All the talk surrounding big data is getting old; it is time for companies to step up and show what they can actually do with it.

I have had meetings with various vendors recently – where we are talking about mobile and tablet computing in banking, big data, cloud and the such like – and I am fed up with it. I am not fed up with the vendors, but of this bandwagon of hype around words that are just meaningless jargon. Five or 10 years ago, they were meaningful, when no one knew what they meant, but now everyone throws these buzzwords into their presentations and I think: “Shut up and show me something useful.”

Big data, cloud, mobile, social... it's like watching the news. The first time you hear that about a major issue, you go: “That’s interesting.”  When that issue is aired over and over again, day in and day out, you eventually switch off and wait for something else that is interesting to come along. That is how many of us feel about vendors and their mobile, big data, cloud storage dialogue.

What we really want to hear is something new.

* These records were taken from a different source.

Issue #137, opened 2026-07-11
ci: the frozen-layer detector has no reader after #133 — add the apt-get -s upgrade tripwire


parametrization:
## Summary

**As of #133 (merged, `c4575144`), the `cache-from`/`cache-to` control arm is wired to a blind instrument. We are paying ~19.2s per publish for a detector nothing can read.**

This issue carries forward the work that was accumulating on **#132**, which auto-closed when #133 merged. It is not a nice-to-have: it restores the readout the cache config exists to feed.

## The matched pair (Fatima Bensalah — this is the framing to keep)

> The cache lines don't **detect** anything. They create an **observable condition** — a frozen apt layer, *if* the `no-cache-filters` key ever silently breaks (stage renamed, action input renamed, key "tidied" back to singular). **Something has to READ that condition.**

Until #133, the reader was **Trivy**, firing via CVE accumulation in `linux-libc-dev` and `libssh2-1t64`. **#133 removes both** — they carried **10 of the 10** HIGH CVEs from #127.

So the condition is still faithfully created on every publish, and **nothing can see it.**

> **They are a matched pair. `cache-from` creates the condition; the tripwire reads it. `apt-get -s upgrade` also only fires when there IS a frozen layer to catch — which requires `cache-from` to be present. NEITHER DOES ANYTHING ALONE.** Do not delete one believing the other covers it.

**Calibration (Tomás Carvalho):** the Trivy readout does not *die* — the remaining slim-base packages still take CVEs — its **sensitivity drops** and its already days-to-weeks latency lengthens. *"Materially slower and rarer"* is what the evidence shows; *"may stop firing"* overstates it. Same direction, same conclusion.

**And note the shape, because it is the inverse of every other defect in this saga:** every other instance was *a guard that looked alive and was inert*. **This is a genuine security improvement that makes a real guard quieter as a side effect.** Same end state — the alarm doesn't fire — arrived at from the opposite direction. **Nobody hunts for that one, because it arrives disguised as good news.**

## The ask: `apt-get -s upgrade` as the readout

```sh
docker run --user root <built-image> sh -c 'apt-get update && apt-get -s upgrade'
# require: reports NOTHING to upgrade
```

[...]

PR #138, opened 2026-07-11
perf(ci): cache-to mode=min — same detector, ~63% less export (measured, with a control)

parametrization:
## What

**One functional line:** `cache-to: type=gha,mode=max` → **`mode=min`**.

Everything else in the diff is comment truth-maintenance — two claims in the existing comment became **false** through my own earlier changes (details at the bottom).

## Why — and the cost nobody had

The cache export is the largest recurring cost of the publish, and it went unpriced until now. Off the **production** publish (run `29142394336`). Note the export has **two phases** — grepping only `sending` is how the first number came out wrong:

```
cache-from  importing cache manifest ……………………   0.1s   (free)
cache-to    preparing build cache for export …  25.5s
cache-to    sending cache export ……………………………  63.1s   } 88.6s
```

`mode=max` exports **every stage's** layers, including all of `builder`'s intermediates — **which never appear in the shipped image at all.** `mode=min` exports only the final image's layers.

## The question that actually mattered

Not *"is `mode=min` cheaper"* — obviously it is. The question was whether a `mode=min` cache **still carries the `base` apt layer**, because `cache-from` serving that frozen layer is the **only readout we have** if `no-cache-filters` ever silently breaks.

If `mode=min` dropped it, **the detector would die silently**: nothing to serve, apt re-runs anyway, publish stays green, and a working filter and a dead one become indistinguishable. That is this repo's signature bug, and it could not be assumed away in either direction.

## Measured, with a control — run [29142720595](https://github.com/noorinalabs/noorinalabs-isnad-ingest-platform/actions/runs/29142720595)

| | `mode=max` | `mode=min` |
|---|---|---|
| preparing cache export | 37.3s | **13.7s** |
| sending cache export | 23.1s | **8.7s** |
| **total export** | **60.4s** | **22.4s** |
| **`[base 2/2]` served by `cache-from`** | **CACHED** | **CACHED** ← the detector lives |

**The controls, because a result this favourable is exactly when to distrust yourself:**

- **CONTROL arm** (read a `mode=max` cache, no filter): `[base 2/2]` **CACHED**. Without it, *"min still caches"* and *"my scratch cache silently did nothing"* would have been **the same observation**.
- **Scope collision ruled out:** the two readers imported **different manifests** (`gha:13040149155532296266` vs `gha:2889233233053942381`) and passed **different scopes**.
- **Both export phases reported.**

**Better than hypothesised:** `[builder 4/4]` and all of `runtime` *also* stay CACHED under `mode=min` — `runtime` COPYs the venv from `builder`, so BuildKit keeps that chain even though its intermediates aren't final-image layers. Nothing was lost.

> **The ratio transfers; the absolute does not.** The real saving against production's 88.6s must be read off the first publish after this merges. I am not writing down a production figure nobody has measured — that is the wrong-arm error, and I have made it twice already.

## Comment truth-maintenance (the rest of the diff)

Two claims became **false through my own earlier changes**, and a false standing rationale is precisely what I was blocked for once already:

1. **"These two cannot cache-hit because `base` is the whole image"** — true when the Dockerfile was single-stage; **#133 split it.** The real reason is now the **cascade** (un-caching a parent rebuilds its children), measured with a control in run `29141995875`. Corrected, with the reason stated.
2. **"`cache-to` … nobody has priced it"** — priced above. Corrected.

And one thing **nobody had written down** (Fatima's catch): **#133 removed the packages carrying 10 of the 10 HIGH CVEs** (`linux-libc-dev` via `build-essential`, `libssh2-1t64` via `curl`). A frozen `base` now has far less left to accumulate CVEs in, so the **"Trivy goes red" readout is much weaker and may effectively stop firing.** Good for security, **bad for the alarm.** The comment now says so, and points at the #137 staleness tripwire as the replacement: **`cache-from` creates the condition, the tripwire reads it, and neither does anything alone.**

## The tripwire ships SEPARATELY

Two changes in one publish would give a failure **two candidate causes** — the exact confound this PR's predecessor was blocked for. Separate PRs, separate publishes, separate evidence.

## Test plan

Full local check-set green. **After merge I will read the first real publish and post the true production export cost — both phases, by stage-step label — to #137.** If `[base 2/2]` fails to come back CACHED on a subsequent no-filter read, `mode=min` killed the detector and this reverts.

Part of #137

### DIFF
--- a/.github/workflows/ghcr-publish.yml
+++ b/.github/workflows/ghcr-publish.yml
@@ -173,12 +173,22 @@ jobs:
           # exactly the five days we lived through. That latency is the reason the
           # ip#137 tripwire exists.
           #
-          # Whether ip#132's base/builder/runtime split restores caching is
-          # UNTESTED and genuinely open: `builder` derives FROM `base`, so
-          # un-caching the parent may cascade to its children — or may not, since
-          # BuildKit keys a child on the parent's RESULT, and a re-run apt that
-          # changes nothing produces an identical layer. Measure it. Do not write
-          # down either answer.
+          # HOW TO REVERT THIS, AND WHEN. `mode=min` exports only the final image's
+          # layers. It was chosen because the detector SURVIVES it — measured with a
+          # control (run 29142720595): reading a `mode=min` cache with no filter,
+          # `[base 2/2]` still comes back CACHED, so a broken filter can still be
+          # served a frozen layer. That is the ONLY property that justifies it.
+          #
+          # So the revert condition is precise: if `[base 2/2]` ever fails to come
+          # back CACHED on a NO-FILTER read of a `mode=min` cache, then `mode=min`
+          # has silently emptied what `cache-from` reads, the frozen-layer condition
+          # can no longer be created, and THE DETECTOR IS DEAD WHILE EVERYTHING STAYS
+          # GREEN. Go back to `mode=max` and pay the export. Nothing will tell you
+          # this happened — it is the same silence the filter itself failed in — so
+          # it is checked by the ip#137 staleness tripwire, not by watching for red.
+          #
+          # This condition lives HERE, not in the merged PR body: whoever next edits
+          # this line will read the comment and will not read PR #138.
           cache-from: type=gha,scope=workers
           cache-to: type=gha,mode=min,scope=workers
           # Exclude the `base` stage — the digest-pinned FROM plus the in-image
--- a/.github/workflows/ghcr-publish.yml
+++ b/.github/workflows/ghcr-publish.yml
@@ -110,38 +110,68 @@ jobs:
           # was fabricated. An unstable identifier can manufacture a refutation as
           # easily as a confirmation.
           #
-          # These two CANNOT cache-hit in the shipped config: the filter uncaches
-          # `base`, and `base` is the whole image. They are retained as the CONTROL
-          # ARM, not as an optimisation. If the filter ever silently breaks (stage
-          # renamed, action input renamed, key "tidied" back to singular),
-          # `cache-from` serves the frozen apt layer again, the old packages
-          # return, and Trivy goes RED — that is how we find out. Delete it and the
-          # same breakage is SILENT: nothing to serve, apt re-runs anyway, publish
-          # goes green, and a WORKING filter and a COMPLETELY BROKEN one produce
-          # byte-identical evidence. That is the self-certifying configuration this
-          # PR exists to destroy.
+          # These two CANNOT cache-hit in the shipped config. NOTE THE REASON HAS
+          # CHANGED: it used to be "`base` is the whole image" (true when this was
+          # single-stage). Since ip#132 split it, `base` is a thin preamble — but
+          # un-caching a parent stage CASCADES to its children, so `builder` and
+          # `runtime` rebuild too. MEASURED with a control (run 29141995875):
+          # reading the same cache with NO filter, `[builder 4/4]` is CACHED; with
+          # `no-cache-filters: base` it rebuilds. Post-ip#132 publishes therefore
+          # still show ZERO `CACHED` lines (confirmed, run 29142394336).
+          #
+          # They are retained as the CONTROL ARM, not as an optimisation. If the
+          # filter ever silently breaks (stage renamed, action input renamed, key
+          # "tidied" back to the singular), `cache-from` serves the frozen apt
+          # layer again and the old packages return. Delete it and the same
+          # breakage is SILENT: nothing to serve, apt re-runs anyway, publish goes
+          # green, and a WORKING filter and a COMPLETELY BROKEN one produce
+          # byte-identical evidence. That is the self-certifying configuration
+          # ip#127 existed to destroy.
           #
           # BOTH lines are load-bearing. `cache-to` is what keeps the detector
           # alive — GHA cache entries evict when unused, so dropping ONLY
           # `cache-to` silently empties `cache-from` and kills the guard without
           # touching it. Keep both or keep neither.
           #
-          # Do NOT price this decision. Every number attached to it was measured in
-          # the wrong arm: the ~80s was a `load: true` harness artefact; the 3.5s
-          # uv saving exists only in the CONTROL arm and is unreachable once the
-          # filter is on; "zero" ignored `cache-to` entirely. What IS measured:
-          # `cache-from` costs 0.1s (`importing cache manifest from gha … DONE
-          # 0.1s`, treatment arm) — effectively free. What is NOT: `cache-to
-          # mode=max` re-exports every layer on every publish, and the proof
-          # harness omitted `cache-to` BY DESIGN, so nobody has priced it. Read it
-          # off the first real publish; do not delete these lines on the strength
-          # of a number until then.
+          # WHAT THE DETECTOR NO LONGER GIVES YOU, and this is the important part:
+          # it used to be read out by Trivy going RED. ip#132 removed
+          # `build-essential` and `curl`, which brought in `linux-libc-dev` and
+          # `libssh2-1t64` — the packages carrying 10 of the 10 HIGH CVEs. A frozen
+          # `base` now has far less left to accumulate CVEs in, so that readout is
+          # much weaker and may effectively stop firing. Good for security; bad for
+          # the alarm. DO NOT rely on "Trivy goes red" as the tripwire. The
+          # replacement is an explicit staleness check (`apt-get -s upgrade` against
+          # the built image, OUTSIDE the build — inside a RUN it becomes part of the
+          # layer it polices). Tracked in ip#137. `cache-from` creates the
+          # condition; the tripwire reads it; NEITHER DOES ANYTHING ALONE.
           #
-          # Honest sensitivity — do not oversell this detector: it is NOT an
-          # instant tripwire. With `cache-to` writing fresh layers each publish, a
+          # PRICED, finally, and in the right arm. Earlier numbers were all measured
+          # in the wrong one: the ~80s was a `load: true` harness artefact; the 3.5s
+          # uv saving exists only in the CONTROL arm and is unreachable once the
+          # filter is on; "zero" ignored `cache-to` entirely. The real figures, off
+          # the production publish (run 29142394336) — and note the export has TWO
+          # phases; grepping only `sending` is how the number came out wrong:
+          #
+          #   cache-from  importing cache manifest ……………………………  0.1s  (free)
+          #   cache-to    preparing build cache for export ……… 25.5s
+          #   cache-to    sending cache export ………………………………… 63.1s   } 88.6s
+          #
+          # Hence `mode=min` below (ip#137). `mode=max` exports every stage's
+          # layers including all of `builder`'s intermediates, which never appear in
+          # the shipped image. `mode=min` exports only the final image's layers —
+          # and MEASURED with a control (run 29142720595), the detector SURVIVES:
+          # reading a `mode=min` cache, `[base 2/2]` still comes back CACHED, so a
+          # broken filter can still be served a frozen layer. Export cost fell ~63%
+          # in the scratch arm (60.4s -> 22.4s). The RATIO transfers; the ABSOLUTE
+          # saving against the 88.6s above must be read off a real publish — do not
+          # write down a production figure nobody has measured.
+          #
+          # Honest sensitivity — do not oversell this detector: it is NOT an instant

Tell me about the Internet of Things and wearable computing, and how that is going to change banking. That is a far more interesting dialogue. I am not hearing enough of that. That is future positioning.

Invest in tomorrow

This is why solutions providers need to talk about what the world will look like in three to five years and, if they are confident about their vision, bet the farm on it. After all, any vendor that poured their money into mobile, big data, cloud storage stuff five years ago should be making a mint today.

Five years ago, the mobile, big data, cloud storage conversation was interesting because it was new and unknown. But now? Yada, yada, yada, tell me something else. Tell me about how you have implemented a solution for a bank that allows them to pinpoint a customer, anywhere, anytime with a relevant offer.

Sure, that is a big data conversation but just don’t call it big data. Call it small data. It is small, in that you have taken that exabyte stream of data and converted it into this really small moment of truth where the customer gets an amazing experience that is totally personalised.

Now, you have taken the dull conversation and turned it into a story with benefit and a relevance. This is why you either talk about long-term vision or short-term illustration. The vision is the concept that is three to five years away from realisation. The illustration is the here and now.

That is why I do not want to hear about mobile, social, big data and the cloud storage but about how banks are using the mobile network to identify where the end customer will be in the next 10 minutes and, by using a global positioning system combined with small data, making them an offer they cannot refuse.

Solutions providers just need to get detailed when things are here and now, and macro when they are yet to come.

Chris Skinner is an independent financial commentator and chairman of London-based The Financial Services Club.